#33 · 水の上を歩くペテロ
夜の第四更だった。午前三時、何も良いことが起こらない時間だ。
舟は何時間も風と戦っていた。彼らは漁師だった。暗闇の中でも自分の家の廊下のようにこの湖を知り尽くしている男たちだった。それでも、彼らは負けていた。

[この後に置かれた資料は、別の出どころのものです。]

PR #6204, opened 2025-08-15
Animate thruster flame

fluffyfreak:
This is a resurrection of #6056 by possibly "jeffmd", it seemed a shame to lose the work with a nice visual effect

>The thrust flame is now animated by randomly expanding/contracting the flame and by making small changes in the flames diffuse color and alpha each frame. Its simplistic but for now adds some life to the ship when viewed externally.

Gifs by @bszlrd from that original PR
image
image

### DIFF
--- a/data/shaders/opengl/thruster.frag
+++ b/data/shaders/opengl/thruster.frag
@@ -1,0 +1,27 @@
+// Copyright © 2008-2025 Pioneer Developers. See AUTHORS.txt for details
+// Licensed under the terms of the GPL v3. See licenses/GPL-3.txt
+
+#include "attributes.glsl"
+#include "lib.glsl"
+
+uniform sampler2D texture0; //diffuse
+
+in vec2 texCoord0;
+in vec4 flame_color;
+in float ramp;
+
+out vec4 frag_color;
+
+void main(void)
+{
+	vec4 color = texture(texture0, texCoord0);
+	vec3 old_color = color.rgb;
+	color *= flame_color;
+	// generate a light blue flickering glow around the flame
+	float ramp2 = ramp * ramp;
+	color.g += ramp2 * ramp2 * old_color.g;
+	color.r += ramp2 * ramp * old_color.r;
+	color.b += ramp2 * old_color.b;
+
+	frag_color = color;
+}
--- a/data/shaders/opengl/thruster.shaderdef
+++ b/data/shaders/opengl/thruster.shaderdef
@@ -1,0 +1,12 @@
+## Copyright © 2008-2025 Pioneer Developers. See AUTHORS.txt for details
+## Licensed under the terms of the GPL v3. See licenses/GPL-3.txt
+
+# Basic shader for drawing unlit, possibly textured models that are animated
+
+Shader thruster
+
+Texture sampler2D texture0 name=diffuse
+Buffer DrawData binding=1
+
+Vertex "thruster.vert"
+Fragment "thruster.frag"
--- a/data/shaders/opengl/thruster.vert
+++ b/data/shaders/opengl/thruster.vert
@@ -1,0 +1,46 @@
+// Copyright © 2008-2025 Pioneer Developers. See AUTHORS.txt for details
+// Licensed under the terms of the GPL v3. See licenses/GPL-3.txt
+
+// #extension GL_ARB_gpu_shader5 : enable
+
+#include "attributes.glsl"
+#include "lib.glsl"
+
+out vec2 texCoord0;
+out vec4 flame_color;
+out float ramp;
+
+float map_percentage( float val, float base_percent)
+{
+   return base_percent + val * (1.0 - base_percent);
+}
+
+void main(void)
+{
+	// emission.r is the thruster power setting
+	float thruster_power = material.emission.r;
+	// emission.a is the random flicker value
+	float random = material.emission.a;
+	
+	// power setting effects the brightness and opacity of the flame
+	float brightness = map_percentage(thruster_power, 0.25);
+	// flicker should only change the brightness a small amount each frame
+	float flicker = map_percentage(random, 0.95);
+	
+	flame_color = material.diffuse * flicker * brightness;
+	// a very light blue flickering glow around flame
+	flame_color.rg *= vec2(flicker);
+
+	// the power setting also controls the length of the flame
+	// flame length can range from 50% to 100%
+	float flame_length = map_percentage(thruster_power, 0.5);
+	// modulate the flame shape using flicker
+	// flame_length only effects the z axis which is the thrust direction
+	vec4 scale = vec4(flicker, flicker, flicker * flame_length, 1.0);
+	
+	gl_Position = uViewProjectionMatrix * (a_vertex * scale);
+
+	texCoord0 = a_uv0.xy;
+	// set the blend ramp
+	ramp = a_uv0.y * 0.5;
+}
--- a/src/scenegraph/Thruster.cpp
+++ b/src/scenegraph/Thruster.cpp
@@ -29,7 +29,8 @@ namespace SceneGraph {
 		linearOnly(_linear),
 		dir(_dir),
 		pos(_pos),
-		currentColor(baseColor)
+		currentColor(baseColor),
+		m_time(0.f)
 	{
 		//set up materials
 		Graphics::MaterialDescriptor desc;
@@ -43,12 +44,12 @@ namespace SceneGraph {
 
 		auto vtxFormat = Graphics::VertexFormatDesc::FromAttribSet(Graphics::ATTRIB_POSITION | Graphics::ATTRIB_UV0);
 
-		m_tMat.Reset(r->CreateMaterial("unlit", desc, rsd, vtxFormat));
+		m_tMat.Reset(r->CreateMaterial("thruster", desc, rsd, vtxFormat));
 		m_tMat->SetTexture("texture0"_hash,
 			Graphics::TextureBuilder::Billboard(thrusterTextureFilename).GetOrCreateTexture(r, "billboard"));
 		m_tMat->diffuse = baseColor;
 
-		m_glowMat.Reset(r->CreateMaterial("unlit", desc, rsd, vtxFormat));
+		m_glowMat.Reset(r->CreateMaterial("thruster", desc, rsd, vtxFormat));
 		m_glowMat->SetTexture("texture0"_hash,
 			Graphics::TextureBuilder::Billboard(thrusterGlowTextureFilename).GetOrCreateTexture(r, "billboard"));
 		m_glowMat->diffuse = baseColor;
@@ -61,7 +62,8 @@ namespace SceneGraph {
 		linearOnly(thruster.linearOnly),
 		dir(thruster.dir),
 		pos(thruster.pos),
-		currentColor(thruster.currentColor)
+		currentColor(thruster.currentColor),
+		m_time(thruster.m_time)
 	{
 	}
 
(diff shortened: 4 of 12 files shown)


impaktor:
Good eye-candy to have in the release notes next year.

ghost:
I didn't resubmit this because I had used AI to generate most of the code back in Jan/Feb 2025 and in March noticed the AI clause in the README.md : https://github.com/pioneerspacesim/pioneer/blob/master/README.md#ai-policy.

src/scenegraph/Thruster.cpp
```diff
@@ -102,8 +104,24 @@ namespace SceneGraph {
...
 		}
 		if (power < 0.001f) return;
-
-		m_tMat->diffuse = m_glowMat->diffuse = currentColor * power;
+		
+		// animate the thrust flame using the thruster shader
+		// update animation time on each render
+		// a unique time stamp is needed for each thruster flame to have a unique flicker
+		// use thruster position to make each thruster time different
+		m_time += abs(trans[12] + trans[13] + trans[14]) * rd->timeStep * 1000.0f;
```
sturnclaw: Time should not be mutated per-thruster (nor should it be stored per-thruster). Instead two things should happen here:

1. The global "game time" should be used as the time source (this PR already pauses time accumulation when timestep = 0), multiplied by the desired thruster flicker frequency scaled by thruster size.
2. The thruster should compute a hash value from some pseudorandom source (sum of local positions is a good idea), *map that hash value to 0..1* and use it to mutate the frequency of the flicker. In testing, changing the phase while keeping the frequency the same across thrusters creates an uncomfortable visual effect, whereas changing the frequency (with a high-quality hash source) creates a feeling of "natural chaos".

Also, having started messing with the code to figure out why this thing works when it clearly shouldn't... `trans` is **view-space** position and will be different every frame, meaning thrusters will flicker during pause... only when the view is rotated.

src/scenegraph/Thruster.cpp
```diff
@@ -102,8 +104,24 @@ namespace SceneGraph {
...
+		// generate a psuedo random flicker
+		// this could be done in the vertex shader but the value only needs to be 
+		// generated once per frame, not for every vertex
+		const float flicker = sin(m_time) * 43758.5453f;
```
sturnclaw: Where the random constant came from, I don't know (possibly just AI-generated artifact).

This is an evil undefined behavior here (specifically the assignment to an 8-bit integer); looking at the disassembly the behavior *on my machine* is to convert to signed int32 then take the low byte of the integer representation and assign to the (unsigned) alpha channel. Specifically, the (AT&T-style) disassembly turns out to be `cvttss2si [stack], %eax` followed by `movb %al, [stack]`.

Obviously, this constant should be removed entirely and the function changed to `abs(sin())`.

fluffyfreak:
Ok I've rebased, fixed up the commented changes, adopted @sturnclaw hash system, passed through the game time, including guarding when there is no `game` running, and added a linear fade in/out effect like in the original gifs when using the keyboard.

This reduces the changed files to 5: shader + thruster files only.

fluffyfreak:
ah dammit, this doesn't like me dragging in those headers it seems

src/TimeUtils.h
```diff
@@ -0,0 +1,12 @@
+// Copyright © 2008-2025 Pioneer Developers. See AUTHORS.txt for details
+// Licensed under the terms of the GPL v3. See licenses/GPL-3.txt
+
+#ifndef _TIMEUTILS_H
+#define _TIMEUTILS_H
+
+namespace TimeUtils {
```
fluffyfreak: This is very hacky and I'm not keen on it, but I also don't like polluting the `Node.h` and every other class just to give it access to a `timeStep` that is either `(1.0 / 60.0)` or calculated only when the `Game` class is instantiated and in use.

src/Game.cpp
```diff
@@ -358,6 +359,10 @@ void Game::TimeStep(float step)
 
 	SfxManager::TimeStepAll(step, m_space->GetRootFrame());
 
+	// post these where they can be accessed without dependencies anywhere
```
fluffyfreak: It would be nice to have some kind of globally visible blackboard where these could be posted each update and queried at will. What's the better way of doing this?

src/TimeUtils.h
sturnclaw: Long-term, this kind of state should be stored in a `RenderWorld` object that is passed as a dependency to various render functions. My vision is for thrusters, StaticGeometry nodes, etc. to simply have a lightweight handle (32-bit ID+version) to a `RenderMesh` object associated with the RenderWorld, and the work of `Thruster::Render` to be setting the transform and material parameters of that RenderMesh. This proposed design would separate graphics resources from gameplay resources (e.g. tags, collision, etc).

Eventually, this kind of information should just be uploaded to the GPU in a global render-pass data buffer and all this math moved to the shader instead.

In the short term, this is an acceptable hack, though very very rough. I'd prefer passing this through the RenderData mechanism instead, and sprucing up that class as necessary to make it more than just an internal implementation detail.

src/scenegraph/Thruster.cpp
```diff
@@ -24,12 +25,24 @@ namespace SceneGraph {
...
+	}
+
 	Thruster::Thruster(Graphics::Renderer *r, bool _linear, const vector3f &_pos, const vector3f &_dir) :
 		Node(r, NODE_TRANSPARENT),
 		linearOnly(_linear),
 		dir(_dir),
 		pos(_pos),
-		currentColor(baseColor)
+		currentColor(baseColor),
+		m_time(0.f),
```
sturnclaw: `m_time` variable should be removed entirely.

src/scenegraph/Thruster.cpp
```diff
@@ -101,9 +116,35 @@ namespace SceneGraph {
...
+		// animate the thrust flame using the thruster shader
+		// update animation time on each render
+		// a unique time stamp is needed for each thruster flame to have a unique flicker
+		// use thruster position to make each thruster time different
+		// generate a psuedo random flicker
+		// this could be done in the vertex shader but the value only needs to be
+		// generated once per frame, not for every vertex
+		float hash = pos.x + pos.y + pos.z;
+		hash = (uint16_t(hash32(*reinterpret_cast<uint32_t *>(&hash)) & 0xFFFF)) / 65535.f;
+		m_time += timeStep * 55.f * (0.75f + hash * 0.5f);
```
sturnclaw: Rather than storing a per-thruster time value, strongly prefer accessing the global (application or game) time instead. This should use `TimeUtils::s_renderTime` (renamed from `s_gameTime`) in the following `abs(sin(time))` equation. Most of the above works regardless of whether you're applying the multiplication piecewise or to the time value as a whole.

src/Game.cpp
sturnclaw: Please see the prior response :smile:

sturnclaw (changes requested):

src/TimeUtils.h
fluffyfreak: I've had to revert this, it didn't work, and I don't quite understand why but suspect that it was defining multiple statics across multiple TUs. SO you'd set it from one place and the value wouldn't change when read elsewhere.

I can now totally understand why JeffMD did it via the RenderData :(

fluffyfreak:
I'm going to leave this for a couple of days now. Quite annoyed that I couldn't avoid modifying Node etc

data/shaders/opengl/thruster.frag
```diff
@@ -0,0 +1,27 @@
+// Copyright © 2008-2025 Pioneer Developers. See AUTHORS.txt for details
```
impaktor: 2026

data/shaders/opengl/thruster.shaderdef
```diff
@@ -0,0 +1,12 @@
+## Copyright © 2008-2025 Pioneer Developers. See AUTHORS.txt for details
```
impaktor: 2026

data/shaders/opengl/thruster.vert
```diff
@@ -0,0 +1,46 @@
+// Copyright © 2008-2025 Pioneer Developers. See AUTHORS.txt for details
```
impaktor: 2026

src/scenegraph/Thruster.cpp
```diff
@@ -184,18 +219,18 @@ namespace SceneGraph {
...
 
 			//uv coords
-			const vector2f topLeft(0.f, 1.f);
-			const vector2f topRight(1.f, 1.f);
-			const vector2f botLeft(0.f, 0.f);
-			const vector2f botRight(1.f, 0.f);
+			static const vector2f topLeft(0.f, 1.f);
+			static const vector2f topRight(1.f, 1.f);
+			static const vector2f botLeft(0.f, 0.f);
+			static const vector2f botRight(1.f, 0.f);
```
sturnclaw: Note: these can be `constexpr` as well; the `vector2f` constructor may need to be marked constexpr to enable this.

src/scenegraph/Thruster.cpp
```diff
@@ -101,9 +113,32 @@ namespace SceneGraph {
...
+		// animate the thrust flame using the thruster shader
+		// update animation time on each render
+		// a unique time stamp is needed for each thruster flame to have a unique flicker
+		// use thruster position to make each thruster time different
+		// generate a psuedo random flicker
+		// this could be done in the vertex shader but the value only needs to be
+		// generated once per frame, not for every vertex
+		float hash = pos.x + pos.y + pos.z;
+		hash = (uint16_t(hash32(*reinterpret_cast<uint32_t *>(&hash)) & 0xFFFF)) / 65535.f;
+		const float flicker = abs(sin(rd->renderTime * 55. * (0.75 + hash * 0.5)));
```
sturnclaw: Note: these are all double-precision constants and the math is being implicitly promoted to double-precision. Ideally prefer the use of single-precision (incl. `sinf` if necessary) for speed (some models *coughAC33cough* have 100s of thruster nodes).

src/scenegraph/Thruster.cpp
```diff
@@ -101,9 +113,32 @@ namespace SceneGraph {
...
+
+		// pass the power setting and flicker value using the material emissive
+		// emissive.a is the flicker value for the flame
+		m_tMat->emissive.a = m_glowMat->emissive.a = flicker * 255.f;
+		
+		// emissive.r is the thruster power setting which effects flame length and brightness
+		m_tMat->emissive.r = m_glowMat->emissive.r = 255.0f * displayedPower;
```
sturnclaw, line 139: I'm not a huge fan of retaining the `displayedPower` state variable, but if the smooth fade makes a perceptual difference then I will not protest it.

src/scenegraph/Thruster.cpp
fluffyfreak: had to `static_cast` the `renderTime` to float but everything else changed to float.

src/scenegraph/Thruster.cpp
fluffyfreak: Did indeed have to mark the ctor as `constexpr`

src/scenegraph/Thruster.cpp
fluffyfreak: I think it does, but feel free to hack at it and see if there's anything better!

sturnclaw: Will do any further hacking-about in master, thanks!

impaktor:
yay!

This will be nice bling-bling for the release announcement.

fluffyfreak:
It'd be nice to give jeffmd some credit for this but I've no idea how to contact them

bszlrd:
Their user is still present on the discord server. Not sure if active.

すると、水の上を何かが彼らに向かって近づいてきた。彼らは叫び始めた。午前三時の嵐よりも恐ろしいのは、その中を歩いてくる影だけだからだ。
「勇気を出しなさい。わたしだ。恐れることはない」
ペテロは、いつものペテロがすることをした。考え抜くまで待たなかった。
「主よ、あなたでしたら、私に水の上を歩いて来いと命じてください」
すると主は「来なさい」と言われた。一言だった。
そこでペテロは、嵐の中、午前三時に、舟の縁を越えて水の上へ出て行った。
そして、誰もが見落としている部分がここにある。ペテロは歩いた。本当に起こったことだ。ガリラヤの漁師が暗闇の中、波の上に立ち、波は彼を支えた。
ところが、彼は風を見た。
水について何も変わっていなかった。目の前に立っている方についても、何も変わっていなかった。変わったのは、彼が見ている先だけだった。そして、彼は沈み始めた。
「主よ、助けてください」三つの言葉。それが祈りのすべてだった。もっと良い祈りを考える時間はなかった。